1. Nick vertaling:

* reactie: Deze methode gebruikt het enzym DNA -polymerase I om nucleotiden in een DNA -streng te vervangen door gelabelde nucleotiden. Het werkt door enkelstrengige pauzes (nicks) in het DNA te introduceren met behulp van dnase i . De polymerase gebruikt vervolgens de Nick als een primer en neemt gelabelde nucleotiden in de opening op.

* isotopen: Veelgebruikte isotopen zijn ³²P-DCTP of ³²P-datp .

* Voordelen: Produceert een hoge specifieke activiteit (labeldichtheid) en is geschikt voor zowel DNA met één als dubbelstrengs.

* Nadelen: Vereist een specifiek enzym en kan gevoelig zijn voor de bufferomstandigheden.

2. Willekeurige primer -labeling:

* reactie: Deze methode maakt gebruik van korte willekeurige oligonucleotide -primers en DNA -polymerase I (Klenow -fragment) om een nieuw DNA -streng te synthetiseren dat complementair is aan de sjabloonstreng. De polymerase bevat gelabelde nucleotiden tijdens de synthese.

* isotopen: Veelgebruikte isotopen zijn ³²P-DCTP of ³²P-datp .

* Voordelen: Efficiënt en kan worden gebruikt om zowel single- als dubbelstrengs DNA te labelen.

* Nadelen: Kan wat achtergrondlabeling introduceren vanwege de willekeurige primerbinding.

3. Eind-labeling met kinasen:

* reactie: Deze methode gebruikt polynucleotide kinase om een fosfaatgroep toe te voegen aan het 5 'uiteinde van een DNA -fragment.
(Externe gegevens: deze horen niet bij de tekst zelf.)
PR #2876, opened 2025-06-24
feat: support FUNC_GIT env in Host builder

lkingland:
# Changes

- :gift: Adds FUNC_GIT env support to the Host builder

Allow specifying the path to git when using the Host builder via the FUNC_GIT environment variable.

/kind enhancement

**Release Note**

```release-note
The path to git can be altered from that in PATH by using the FUNC_GIT environment variable when using the host builder.
```

**Docs**

```docs

```


gauron99 (approved):
/lgtm

PR #2879, opened 2025-06-24
feat: add noninteractive path to func config envs remove

lkingland:
/kind enhancement

```release-note
func config remove now supports noninteractive usecases via a --name flag
```


gauron99 (approved):
/lgtm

De fosfaatgroep is gelabeld met een radioactieve isotoop.

* isotopen: Typisch ³²P-ATP of ³³P-ATP worden gebruikt.

* Voordelen: Eenvoudig en eenvoudig, vooral nuttig voor het labelen van korte DNA -fragmenten.

* Nadelen: Labels alleen het 5 'uiteinde van DNA.

4. PCR -labeling:

* reactie: Deze methode omvat het gebruik van radioactieve DNTP's (zoals ³²P-DCTP ) Tijdens de PCR -reactie. Dit neemt het label op in de nieuw gesynthetiseerde DNA -strengen.

* isotopen: Veelgebruikte isotopen zijn ³²P-DCTP of ³²P-datp .

* Voordelen: Efficiënt en kan worden gebruikt om specifieke DNA -sequenties te labelen.

* Nadelen: Kan minder efficiënt zijn dan andere methoden en kan moeilijk zijn om een hoge specifieke activiteit te verkrijgen.

5. In vitro transcriptie:

* reactie: Gebruikt RNA -polymerase Om een DNA -sjabloon in RNA te transcriberen. Het RNA wordt gelabeld met radioactieve nucleotiden tijdens de synthese.

* isotopen: Typisch ³²p-utp of ³⁵S-utp .

* Voordelen: Kan sterk gelabelde RNA -sondes produceren voor hybridisatiestudies.

* Nadelen: Vereist gespecialiseerde reagentia en aandoeningen voor in vitro transcriptie.

De keuze van de etiketteringsmethode hangt af van de specifieke toepassing en de gewenste eigenschappen van het gelabelde DNA.

Opmerking: Het gebruik van radioactieve isotopen is de afgelopen jaren afgenomen vanwege de veiligheidsproblemen en de beschikbaarheid van niet-radioactieve etiketteringsmethoden. Radioactieve labeling heeft echter nog steeds enkele voordelen in bepaalde toepassingen, met name voor gevoeligheid en de mogelijkheid om lage overvloeddoelen te detecteren.